[Opening Information given section]

PR #102, opened 2022-05-16
fix: Selection event to have the correct state of annotation, when cha…

ladeirarodolfo:
…nging its visibility

Includes
- Ensure selection evt (triggered by changing visibility state) has the correct visibility value.


sedghi (approved):
LGTM

PR #104, opened 2022-05-18
feat: Add VOLUME_NEW_IMAGE event and Add jumpToSlice and default VOI for volume viewport

sedghi:
**Fix:** 
- Disabling element should not reset camera 
- WindowLevel tool for volume bug in PT scaling 

**Refactor**
- Move various `@cornerstonejs/core` camera-related utility functions out of their incorrect location in the `@cornertsontejs/tools`

**Add**
- Add a new VOLUME_NEW_IMAGE event which publish the `imageIndex` of the image that has rendered in the volume viewport (any camera view)
- Add the capability in `jumpToSlice` to jump to a slice in the `volumeViewport`
- Add default VOI set for the volumes (from metadata or by calculating the min and max of the middle slice)

### DIFF
--- a/packages/core/src/RenderingEngine/helpers/createVolumeActor.ts
+++ b/packages/core/src/RenderingEngine/helpers/createVolumeActor.ts
@@ -60,6 +60,12 @@ async function createVolumeActor(
       }
       triggerVOIModified(element, viewportId, volumeActor);
     });
+  } else {
+    if (callback) {
+      callback({ volumeActor, volumeId });
+    }
+
+    triggerVOIModified(element, viewportId, volumeActor);
   }
 
   return volumeActor;
--- a/packages/core/src/RenderingEngine/Viewport.ts
+++ b/packages/core/src/RenderingEngine/Viewport.ts
@@ -398,7 +398,7 @@ class Viewport implements IViewport {
   /**
    * Add a list of actors (actor entries) to the viewport
    * @param resetCameraPanAndZoom - force reset pan and zoom of the camera,
-   *        default vaule is false.
+   *        default value is false.
    * @param actors - An array of ActorEntry objects.
    */
   public addActors(
--- a/packages/streaming-image-volume-loader/package.json
+++ b/packages/streaming-image-volume-loader/package.json
@@ -32,7 +32,7 @@
   },
   "devDependencies": {
     "@cornerstonejs/calculate-suv": "1.0.2",
-    "@cornerstonejs/core": "^0.8.0",
+    "@cornerstonejs/core": "^0.9.0",
     "cornerstone-wado-image-loader": "^4.1.2"
   },
   "contributors": [
--- a/packages/tools/package.json
+++ b/packages/tools/package.json
@@ -32,7 +32,7 @@
     "gl-matrix": "^3.4.3"
   },
   "devDependencies": {
-    "@cornerstonejs/core": "^0.8.0",
+    "@cornerstonejs/core": "^0.9.0",
     "@cornerstonejs/streaming-image-volume-loader": "^0.2.27",
     "@kitware/vtk.js": "24.0.0"
   },


packages/core/examples/volumeEvents/index.ts
```diff
@@ -72,7 +72,7 @@ function updateLastEvents(number, eventName, detail) {
 
 let eventNumber = 1;
 
-const { IMAGE_RENDERED, CAMERA_MODIFIED, STACK_NEW_IMAGE } = Enums.Events;
```
JamesAPetts, line 75: I see you removed STACK_NEW_IMAGE which makes sense, but could we then sub to VOLUME_NEW_IMAGE now and log that out in the last events?

packages/core/src/RenderingEngine/RenderingEngine.ts
```diff
@@ -221,7 +221,11 @@ class RenderingEngine implements IRenderingEngine {
     }
 
     // 8. Resize the offScreen canvas to accommodate for the new size (after removal)
-    this.resize();
+    // Note: Resize should not reset pan and zoom in disableElement
```
JamesAPetts, line 224: I know this seems obvious to you as to why, but can you be a bit more verbose here? Something like:
"Note: Resize should not reset pan and zoom when disabling an element. This is because we are only resizing the offscreen canvas to deal with the element which was removed, and do not wish to alter the current state of any other currently enabled element"?

Or something :)

packages/core/src/RenderingEngine/VolumeViewport.ts
```diff
@@ -79,6 +83,21 @@ class VolumeViewport extends Viewport implements IVolumeViewport {
     return false;
   }
 
+  private initializeVolumeNewImageEventDispatcher(): void {
+    this.element.addEventListener(
```
JamesAPetts, line 87: You need to also remove this event handler when the element is disabled. Otherwise if you re-enable it as, say, a stack viewport, we will still be reacting to CAMERA_MODIFIED events and this will likely break or just fire erroneous misleading events.

packages/core/src/RenderingEngine/helpers/volumeNewImageEventDispatcher.ts
```diff
@@ -0,0 +1,61 @@
...
+function volumeNewImageEventDispatcher(
+  cameraEvent: EventTypes.CameraModifiedEvent,
+  viewportImageData: IImageData
+): void {
+  const { renderingEngineId, viewportId } = cameraEvent.detail;
+  const renderingEngine = getRenderingEngine(renderingEngineId);
+  const viewport = renderingEngine.getViewport(viewportId);
+
+  if (!(viewport instanceof VolumeViewport)) {
+    return;
```
JamesAPetts, line 34: I would actually throw if this is hit, as this means that something very wrong has occured?

packages/core/src/RenderingEngine/helpers/volumeNewImageEventDispatcher.ts
```diff
@@ -0,0 +1,61 @@
...
+  }
+
+  if (!state[viewport.id]) {
+    state[viewport.id] = 0;
```
JamesAPetts, line 38: We probably need to clean up parts of this state when elements with that volume ID are disabled (i.e. listen to element disabled). Otherwise if the same viewportId is re-used you may hit weird edge cases where an event should have fired as the index from the old viewport was the same.

packages/core/src/types/EventTypes.ts
```diff
@@ -171,6 +173,21 @@ type StackNewImageEventDetail = {
...
+  viewportId: string;
+  /** unique id for the renderingEngine */
+  renderingEngineId: string;
+};
+
+/**
+ * VOLUME_NEW_IMAGE Event's data
+ */
+type VolumeNewImageEventDetail = {
+  imageData: vtkImageData;
```
JamesAPetts, line 188: Should we be leaking vtk here? Why is this required on this event?

packages/core/src/utilities/getImageSliceDataForVolumeViewport.ts
```diff
@@ -0,0 +1,50 @@
...
+  const { volumeActor } = actor;
+  const sliceRange = getSliceRange(volumeActor, viewPlaneNormal, focalPoint);
+
+  const { min, max, current } = sliceRange;
+
+  // calculate number of steps from min to max with current normal spacing in direction
+  const numberOfSlices = Math.floor((max - min) / spacingInNormalDirection + 1);
+
+  // calculate the imageIndex based on min, max, current
+  const imageIndex = Math.round(
```
JamesAPetts, line 40: Shouldn't this be floor rather than round? If you are within the spacing between where slice 0 and slice 1 is defined, you are viewing slice 0, right?

JamesAPetts: round also allows you to report a value past the last index.

e.g. slices go from 0-1, 1-2, 2-3 (3 slices, ultra simplified units), if you round a camera viewing depth 2.75, you'll get index 3, when its clearly index 2 being viewed.

JamesAPetts (changes requested):
Mostly looks good. Some changes required mostly about unsubscribing to events, and cleaning up state.

JamesAPetts (changes requested):
One consideration on the element disabled events.

packages/core/src/RenderingEngine/VolumeViewport.ts
```diff
@@ -84,16 +88,34 @@ class VolumeViewport extends Viewport implements IVolumeViewport {
...
-        if (!viewportImageData) {
-          return;
-        }
+      volumeNewImageHandler
+    );
 
-        volumeNewImageEventDispatcher(cameraEvent, viewportImageData);
+    eventTarget.addEventListener(
+      Events.ELEMENT_DISABLED,
+      (evt: EventTypes.ElementDisabledEvent) => {
```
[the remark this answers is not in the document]
sedghi: good catch you are right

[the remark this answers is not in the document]
JamesAPetts: > We also need to remove this element disabled event listener right haha?

This one hasn't been addressed. When this element is disabled, we need to remove THIS ELEMENT_DISABLED handler also, right?

packages/core/src/RenderingEngine/helpers/createVolumeActor.ts
```diff
@@ -43,11 +48,45 @@ async function createVolumeActor(
...
+  viewportId: string,
+  volumeActor: VolumeActor,
+  voiRange: [number, number]
+) => {
+  const newVoiRange = volumeActor
+    .getProperty()
+    .getRGBTransferFunction(0)
+    .getRange();
+
+  if (newVoiRange[0] === voiRange[0] && newVoiRange[1] === voiRange[1]) {
```
JamesAPetts, line 77: I'm confused, don't we just want to fire a voi modified change regardless here? This is just for the initial voi of the viewport, like the first stack new image.

When the volume actor is created, we wanted to emit a voi modified event so that things like overlays can display the initial values. Here if no callback is given, a voi is still set by default, but we aren't emiting a value, so UI etc can't update.

I think we don't need a check here, and we don't need to calculate the old voi. Just after the (optional) callback, find whatever the current voi is, and fire the voi_modified event.

packages/core/src/types/Metadata.ts
```diff
@@ -18,6 +18,8 @@ type Metadata = {
   PixelRepresentation: number;
   /** Image Modality */
   Modality: string;
+  /** SeriesInstanceUID */
+  SeriesInstanceUID: string;
```
JamesAPetts, line 22: The comment is rather superflous, its just the same as the property name haha.

packages/tools/src/enums/JumpPresets.ts
```diff
@@ -0,0 +1,14 @@
+/**
+ * Jump Presets - This enum defines the 3 jump states which are available
+ * to be used with the jumpToSlice utility function.
+ */
+enum JumpPresets {
```
JamesAPetts, line 5: Hmm, I was asumming this would be at the app level, this seems like a rather opinionated thing to have at the library level, when camera position/imageIndex covers all basis and is more generic?

JamesAPetts (changes requested):
Thing there is still an event issue, plus some other comments.

packages/core/src/RenderingEngine/VolumeViewport.ts
```diff
@@ -88,40 +88,47 @@ class VolumeViewport extends Viewport implements IVolumeViewport {
...
       if (!viewportImageData) {
         return;
       }
 
       volumeNewImageEventDispatcher(cameraEvent);
-    };
+    }
+
+    function volumeNewImageCleanUp(evt) {
+      eventTarget.removeEventListener(
```
JamesAPetts, line 102: Doesn't this have to come after the if block on line 109-111? Right now _another_ viewport being disabled will cause this handler to be removed from this viewport.

JamesAPetts (changes requested):
I still think there is a dangling event listener issue here, more in line.

packages/core/src/RenderingEngine/helpers/cpuFallback/rendering/generateLut.ts
```diff
@@ -36,9 +36,15 @@ export default function (
 
   const lut = image.cachedLut.lutArray;
 
-  const mlutfn = getModalityLut(image.slope, image.intercept, modalityLUT);
+  let mlutfn = getModalityLut(image.slope, image.intercept, modalityLUT);
   const vlutfn = getVOILUT(windowWidth, windowCenter, voiLUT);
 
+  if (image.isPreScaled) {
+    // if the image is already preScaled, it means the slop, intercept
```
JamesAPetts, line 43: > it means the slop

typo

JamesAPetts: Also shouldn't it be "the slope and the intercept", not "slope, intercept", there are only two items in the list.

packages/core/src/RenderingEngine/helpers/createVolumeActor.ts
```diff
@@ -48,45 +49,40 @@ async function createVolumeActor(
   const volumeActor = vtkVolume.newInstance();
   volumeActor.setMapper(volumeMapper);
 
-  const voiRange = volumeActor
-    .getProperty()
-    .getRGBTransferFunction(0)
-    .getRange()
-    .slice();
+  // If the volume is composed of imageIds, we can apply a default VOI based
```
JamesAPetts, line 52: Might be good to write an example of when there might not be imageIds, as this won't be obvious to new users.

packages/core/src/RenderingEngine/helpers/createVolumeActor.ts
```diff
@@ -48,45 +49,40 @@ async function createVolumeActor(
...
+  // on either the metadata or the min/max of the middle slice.
+  if (imageVolume.imageIds) {
+    await setDefaultVolumeVOI(volumeActor, imageVolume);
```
JamesAPetts, line 55: Hmm, i don't think we should await here, this is blocking the creation of the volumeActor on the frame request to set the VOI.

We should instead pass through and return the volumeActor, and only the callback + triggerVOIModified should await the frame request?

packages/core/src/RenderingEngine/helpers/setDefaultVolumeVOI.ts
```diff
@@ -0,0 +1,234 @@
...
+  const imageIdIndex = Math.floor(imageIds.length / 2);
+  const imageId = imageVolume.imageIds[imageIdIndex];
+  const generalSeriesModule =
+    metaData.get('generalSeriesModule', imageId) || {};
+  const { modality } = generalSeriesModule;
+  const modalityLutModule = metaData.get('modalityLutModule', imageId) || {};
+
+  const numImages = imageIds.length;
+  const bytesPerImage = scalarData.byteLength / numImages;
+  const length = scalarData.length / numImages;
```
JamesAPetts, line 130: Can we call this variable `voxelsPerImage` or something? Think its a bit cleaner than a generic `length`.

packages/core/src/RenderingEngine/helpers/setDefaultVolumeVOI.ts
```diff
@@ -0,0 +1,234 @@
...
+      scalingParametersToUse = {
+        ...scalingParameters,
+        suvbw: suvFactor.suvbw,
+      };
+    }
+  }
+
+  const options = {
+    targetBuffer: {
+      arrayBuffer: scalarData.buffer,
```
JamesAPetts, line 162: In `_getImageScalarDataFromImageVolume` you do a bunch of calculations again, but I think you more or less already have all the variables you need here to get the array view you need right?

packages/core/src/RenderingEngine/helpers/setDefaultVolumeVOI.ts
```diff
@@ -0,0 +1,234 @@
...
+  };
+}
+
+function _getImageScalarDataFromImageVolume(imageVolume, imageIdIndex) {
+  const { scalarData, imageIds, dimensions } = imageVolume;
+  const numImages = imageIds.length;
+  const bytesPerImage = scalarData.byteLength / numImages;
+
+  const numVoxels = dimensions[0] * dimensions[1] * dimensions[2];
+  const numComponents = scalarData.length / numVoxels;
```
JamesAPetts, line 209: We aren't really dealing with the number of components for anything are we (all the logic below probably only works for 1)? I wonder how we even calculate the window level for RGB in this case?

JamesAPetts (changes requested):
Mostly there, comments in line.

PR #109, opened 2022-05-20
Clipping planes

Punzo:
Change how the clipping in the rendering is done. 

We now use clipping planes which are associated for each actor.

### DIFF
--- a/packages/core/src/RenderingEngine/Viewport.ts
+++ b/packages/core/src/RenderingEngine/Viewport.ts
@@ -1,6 +1,7 @@
 import type { vtkCamera } from '@kitware/vtk.js/Rendering/Core/Camera';
 import vtkMatrixBuilder from '@kitware/vtk.js/Common/Core/MatrixBuilder';
 import vtkMath from '@kitware/vtk.js/Common/Core/Math';
+import vtkPlane from '@kitware/vtk.js/Common/DataModel/Plane';
 
 import { vec3, mat4 } from 'gl-matrix';
 import _cloneDeep from 'lodash.clonedeep';
@@ -501,7 +502,7 @@ class Viewport implements IViewport {
     const previousCamera = _cloneDeep(this.getCamera());
 
     const bounds = renderer.computeVisiblePropBounds();
-    const focalPoint = [0, 0, 0];
+    const focalPoint = <Point3>[0, 0, 0];
     const imageData = this.getDefaultImageData();
 
     // Todo: remove this, this is just for tests passing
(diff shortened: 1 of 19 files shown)


packages/core/src/RenderingEngine/vtkClasses/vtkStreamingOpenGLVolumeMapper.js
```diff
@@ -246,24 +246,12 @@ function vtkStreamingOpenGLVolumeMapper(publicAPI, model) {
...
-      crange[1] = cameraMidpoint + slabThickness;
-      cam.setSlabThicknessActive(true);
-    } else {
-      cam.setSlabThicknessActive(false);
-    }
+    // NOTE: the actual slab thickness clipping is done with clipping planes,
+    // but here we still need to have these values here, otherwise
+    // the rendering will be clipped before the clipping planes.
+    // The clipping range is set in the Viewports (in resetCamera) and
+    // have values: [0.01, model.distance * 2]
```
sedghi, line 254: I think this comment is invalid, "here we still need to have these values", which values?

packages/core/src/RenderingEngine/Viewport.ts
```diff
@@ -801,10 +763,21 @@ class Viewport implements IViewport {
...
 
+    this.triggerCameraModifiedEvent(previousCamera, updatedCamera);
+  }
+
+  /**
+   * Trigger camera modified event
+   * @param cameraInterface - ICamera
+   * @param cameraInterface - ICamera
+   */
+  public triggerCameraModifiedEvent(
```
sedghi, line 777: The name of this function implies that it always triggers, which is not the case in its logic

packages/core/src/RenderingEngine/VolumeViewport.ts
```diff
@@ -274,31 +261,82 @@ class VolumeViewport extends Viewport implements IVolumeViewport {
    * Reset the camera for the volume viewport
    */
   public resetCamera(resetPan = true, resetZoom = true): boolean {
-    return super.resetCamera(resetPan, resetZoom);
+    const success = super.resetCamera(resetPan, resetZoom);
```
sedghi, line 264: super.resetCamera() always return `true` why we are calling it success, is there any scenario that is doesn't succeed?

packages/core/src/RenderingEngine/VolumeViewport.ts
```diff
@@ -274,31 +261,82 @@ class VolumeViewport extends Viewport implements IVolumeViewport {
...
+      clipPlane1.setOrigin(newOrigin1);
+
+      clipPlane2.setNormal(vtkMath.multiplyScalar(viewPlaneNormal, -1));
+      const newOrigin2 = <Point3>[0, 0, 0];
+      vtkMath.add(focalPoint, scaledDistance, newOrigin2);
+      clipPlane2.setOrigin(newOrigin2);
+
+      const mapper = actor.volumeActor.getMapper();
+      mapper.addClippingPlane(clipPlane1);
+      mapper.addClippingPlane(clipPlane2);
```
sedghi, line 300: Can we factor out this logic to the viewport since it is reused in two places?

PR #110, opened 2022-05-20
feat: Add Clipping planes for rendering

Punzo:
Applied review from https://github.com/cornerstonejs/cornerstone3D-beta/pull/109 and rebased


sedghi:
I tried the examples and here are my comments 

1. The colormap for fusion doesn't loop the same as the one we have currently

new
image

old
image

You can try a simpler fusion case here https://www.cornerstonejs.org/live-examples/multivolumeapi and locally `cd packages/core` and then `yarn run example multiVolumeAPI`

2. Slab Thickness change difference

new
image

old
image

3. Stack Viewport World transformation seems to be wrong by 0.05 (the third element in LPS world), you can run `stackcanvastoworld` example


3d slicer
image

old
image

new
image


4. Volume viewport World transformation seems to be wrong by 0.1 (third element in LPS)

3D Slicer 

image

Old
image


New
image

sedghi (changes requested):
Saw my comment above, I had some minor comments in the previous opened PR too

packages/core/examples/multiVolumeCanvasToWorld/index.ts
```diff
@@ -105,7 +105,7 @@ async function run() {
     type: ViewportType.ORTHOGRAPHIC,
     element,
     defaultOptions: {
-      orientation: ORIENTATION.SAGITTAL,
+      orientation: ORIENTATION.AXIAL,
```
sedghi, line 108: This is intentional to show to be SAGITTAL as it shows it is a volume

packages/core/examples/multiVolumeAPI/index.ts
```diff
@@ -116,11 +116,13 @@ addButtonToToolbar({
     } else {
       // Add the PET volume to the viewport. It is in the same DICOM Frame Of Reference/worldspace
       // If it was in a different frame of reference, you would need to register it first.
+      const slabThickness = 0.1;
```
sedghi, line 119: Is this required? if always required can we bake it in the addVolumes? e.g., if not defined use 0.1? Also 1-2 lines of explanation for this 0.1 is good

packages/core/examples/multiVolumeCanvasToWorld/index.ts
Punzo: nice catch, I changed it for testing and forgot to put it back

packages/core/examples/multiVolumeAPI/index.ts
Punzo: no it is not required. I will remove it. If it will be undefined, when setting the clipping planes in resetCamera it will be used the default value (0.05)

packages/core/src/RenderingEngine/VolumeViewport.ts
```diff
@@ -164,12 +163,15 @@ class VolumeViewport extends Viewport implements IVolumeViewport {
...
       const uid = actorUID || volumeId;
-      volumeActors.push({ uid, volumeActor });
+      volumeActors.push({ uid, volumeActor, slabThickness });
     }
 
     this.addActors(volumeActors);
 
     if (immediate) {
+      // set the clipping planes
+      this.resetCamera(false, false);
```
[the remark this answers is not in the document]
Punzo: you are right, I moved the the reset of the camera into the addActors method. It makes more sense: i.e. everytime there is a new actor, it will add the clipping planes to the actors and it is independent from the request of rendering

packages/tools/src/tools/CrosshairsTool.ts
```diff
@@ -151,6 +158,9 @@ export default class CrosshairsTool extends AnnotationTool {
     this._getReferenceLineSlabThicknessControlsOn =
       toolProps.configuration?.getReferenceLineSlabThicknessControlsOn ||
       defaultReferenceLineSlabThicknessControlsOn;
+
+    this._applySlabThicknessToOnlyFirstActor =
```
JamesAPetts, line 162: Is there any case where we want like 2/3 actors mipped? I'm asking because then we should make the config item an array, and use that as a filter for what to MIP.

The tool configuration is public API, so i'd rather it not change again next time we realised we need this?

JamesAPetts (approved):
LGTM, some minor comments.

packages/core/src/RenderingEngine/VolumeViewport.ts
```diff
@@ -321,7 +321,25 @@ class VolumeViewport extends Viewport implements IVolumeViewport {
   }
 
   /**
-   * Gets the largest slab thickness from all actors.
+   * Sets the slab thickness to a specific actor in the viewport.
+   *
+   * @param actorUID - The unique ID of the actor.
+   * @param slabThickness - The slab thickness to set.
+   */
+  public setSlabThicknessForActor(
```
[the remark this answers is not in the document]
Punzo: yes, you are right. I have started looking into non volume actor and yes I would apply the full camera clipping range (adn yes just use "normal" clipping planes)

packages/core/src/RenderingEngine/StackViewport.ts
```diff
@@ -1595,7 +1596,8 @@ class StackViewport extends Viewport implements IStackViewport {
 
       // This is necessary to initialize the clipping range and it is not related
       // to our custom slabThickness.
-      // activeCamera.setThicknessFromFocalPoint(0.1)
+      //activeCamera.setThicknessFromFocalPoint(0.1);
```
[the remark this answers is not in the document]
Punzo: yes it is not needed, I will remove the line

packages/core/src/types/IViewport.ts
```diff
@@ -47,6 +47,10 @@ interface IViewport {
   getActors(): Array<ActorEntry>;
   /** returns specific actor by its uid */
   getActor(actorUID: string): ActorEntry;
+  /** returns specific actor uid by array index */
+  getActorUIDbyIndex(index: number): string;
+  /** returns specific actor by array index */
+  getActorbyIndex(index: number): ActorEntry;
```
swederik, line 53: Fix the camelCase to getActorByIndex

Punzo: done https://github.com/cornerstonejs/cornerstone3D-beta/pull/110/commits/051517ca9dc6b1b312e0aba6a466a801a9e3d1d5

[Closing Information given section]

__Work to complete__: Wherever the string "https" appears in the records above, copy the line it sits in.

__Solution to this exercise__:
Applied review from https://github.com/cornerstonejs/cornerstone3D-beta/pull/109 and rebased
You can try a simpler fusion case here https://www.cornerstonejs.org/live-examples/multivolumeapi and locally `cd packages/core` and then `yarn run example multiVolumeAPI`
Punzo: done https://github.com/cornerstonejs/cornerstone3D-beta/pull/110/commits/051517ca9dc6b1b312e0aba6a466a801a9e3d1d5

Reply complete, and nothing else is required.